_Collected data_
════════════════════

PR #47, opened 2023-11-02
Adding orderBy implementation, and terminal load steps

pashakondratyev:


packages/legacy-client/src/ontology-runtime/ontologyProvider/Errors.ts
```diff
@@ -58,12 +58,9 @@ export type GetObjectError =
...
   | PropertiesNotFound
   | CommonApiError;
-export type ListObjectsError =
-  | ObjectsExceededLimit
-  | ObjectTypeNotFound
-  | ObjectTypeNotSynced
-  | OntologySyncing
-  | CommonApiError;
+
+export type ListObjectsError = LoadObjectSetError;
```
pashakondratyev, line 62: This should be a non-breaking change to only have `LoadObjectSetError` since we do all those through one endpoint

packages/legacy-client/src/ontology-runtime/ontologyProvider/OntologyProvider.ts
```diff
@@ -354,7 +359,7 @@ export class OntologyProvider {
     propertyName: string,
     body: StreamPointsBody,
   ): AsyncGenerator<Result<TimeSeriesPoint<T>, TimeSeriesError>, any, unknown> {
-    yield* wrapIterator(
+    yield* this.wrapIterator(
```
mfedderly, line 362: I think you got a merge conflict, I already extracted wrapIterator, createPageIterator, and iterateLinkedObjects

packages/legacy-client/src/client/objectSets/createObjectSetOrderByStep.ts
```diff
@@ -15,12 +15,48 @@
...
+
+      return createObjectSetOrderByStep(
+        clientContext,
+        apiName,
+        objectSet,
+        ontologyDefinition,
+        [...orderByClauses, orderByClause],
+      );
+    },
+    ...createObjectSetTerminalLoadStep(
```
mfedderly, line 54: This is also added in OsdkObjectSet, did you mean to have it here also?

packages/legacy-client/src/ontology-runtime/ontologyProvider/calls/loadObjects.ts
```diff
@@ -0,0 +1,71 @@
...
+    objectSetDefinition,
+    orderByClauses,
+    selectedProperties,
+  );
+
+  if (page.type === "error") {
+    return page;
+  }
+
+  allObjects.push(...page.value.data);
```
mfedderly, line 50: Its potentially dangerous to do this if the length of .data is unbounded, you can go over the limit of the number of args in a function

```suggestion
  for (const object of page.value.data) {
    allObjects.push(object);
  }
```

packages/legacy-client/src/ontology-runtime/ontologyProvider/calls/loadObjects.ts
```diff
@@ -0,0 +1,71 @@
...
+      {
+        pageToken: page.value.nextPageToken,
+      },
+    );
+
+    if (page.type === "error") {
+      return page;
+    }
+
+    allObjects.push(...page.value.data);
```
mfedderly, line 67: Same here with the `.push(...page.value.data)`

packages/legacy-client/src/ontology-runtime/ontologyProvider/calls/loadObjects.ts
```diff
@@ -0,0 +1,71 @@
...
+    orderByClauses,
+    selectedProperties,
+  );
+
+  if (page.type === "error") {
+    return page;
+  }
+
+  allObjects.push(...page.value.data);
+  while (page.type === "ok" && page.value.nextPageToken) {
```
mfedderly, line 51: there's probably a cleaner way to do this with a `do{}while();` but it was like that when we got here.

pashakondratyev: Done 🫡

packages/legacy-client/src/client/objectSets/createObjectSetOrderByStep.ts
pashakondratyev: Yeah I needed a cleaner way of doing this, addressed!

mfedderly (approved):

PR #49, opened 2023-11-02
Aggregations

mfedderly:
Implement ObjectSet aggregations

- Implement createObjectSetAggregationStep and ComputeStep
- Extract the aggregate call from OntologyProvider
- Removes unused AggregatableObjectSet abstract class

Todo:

════════════════════

_Task statement_
Your reply should contain each entry, copied without alteration.

_Final answer_
PR #47, opened 2023-11-02
Adding orderBy implementation, and terminal load steps

pashakondratyev:


packages/legacy-client/src/ontology-runtime/ontologyProvider/Errors.ts
```diff
@@ -58,12 +58,9 @@ export type GetObjectError =
...
   | PropertiesNotFound
   | CommonApiError;
-export type ListObjectsError =
-  | ObjectsExceededLimit
-  | ObjectTypeNotFound
-  | ObjectTypeNotSynced
-  | OntologySyncing
-  | CommonApiError;
+
+export type ListObjectsError = LoadObjectSetError;
```
pashakondratyev, line 62: This should be a non-breaking change to only have `LoadObjectSetError` since we do all those through one endpoint

packages/legacy-client/src/ontology-runtime/ontologyProvider/OntologyProvider.ts
```diff
@@ -354,7 +359,7 @@ export class OntologyProvider {
     propertyName: string,
     body: StreamPointsBody,
   ): AsyncGenerator<Result<TimeSeriesPoint<T>, TimeSeriesError>, any, unknown> {
-    yield* wrapIterator(
+    yield* this.wrapIterator(
```
mfedderly, line 362: I think you got a merge conflict, I already extracted wrapIterator, createPageIterator, and iterateLinkedObjects

packages/legacy-client/src/client/objectSets/createObjectSetOrderByStep.ts
```diff
@@ -15,12 +15,48 @@
...
+
+      return createObjectSetOrderByStep(
+        clientContext,
+        apiName,
+        objectSet,
+        ontologyDefinition,
+        [...orderByClauses, orderByClause],
+      );
+    },
+    ...createObjectSetTerminalLoadStep(
```
mfedderly, line 54: This is also added in OsdkObjectSet, did you mean to have it here also?

packages/legacy-client/src/ontology-runtime/ontologyProvider/calls/loadObjects.ts
```diff
@@ -0,0 +1,71 @@
...
+    objectSetDefinition,
+    orderByClauses,
+    selectedProperties,
+  );
+
+  if (page.type === "error") {
+    return page;
+  }
+
+  allObjects.push(...page.value.data);
```
mfedderly, line 50: Its potentially dangerous to do this if the length of .data is unbounded, you can go over the limit of the number of args in a function

```suggestion
  for (const object of page.value.data) {
    allObjects.push(object);
  }
```

packages/legacy-client/src/ontology-runtime/ontologyProvider/calls/loadObjects.ts
```diff
@@ -0,0 +1,71 @@
...
+      {
+        pageToken: page.value.nextPageToken,
+      },
+    );
+
+    if (page.type === "error") {
+      return page;
+    }
+
+    allObjects.push(...page.value.data);
```
mfedderly, line 67: Same here with the `.push(...page.value.data)`

packages/legacy-client/src/ontology-runtime/ontologyProvider/calls/loadObjects.ts
```diff
@@ -0,0 +1,71 @@
...
+    orderByClauses,
+    selectedProperties,
+  );
+
+  if (page.type === "error") {
+    return page;
+  }
+
+  allObjects.push(...page.value.data);
+  while (page.type === "ok" && page.value.nextPageToken) {
```
mfedderly, line 51: there's probably a cleaner way to do this with a `do{}while();` but it was like that when we got here.

pashakondratyev: Done 🫡

packages/legacy-client/src/client/objectSets/createObjectSetOrderByStep.ts
pashakondratyev: Yeah I needed a cleaner way of doing this, addressed!

mfedderly (approved):

PR #49, opened 2023-11-02
Aggregations

mfedderly:
Implement ObjectSet aggregations

- Implement createObjectSetAggregationStep and ComputeStep
- Extract the aggregate call from OntologyProvider
- Removes unused AggregatableObjectSet abstract class

Todo:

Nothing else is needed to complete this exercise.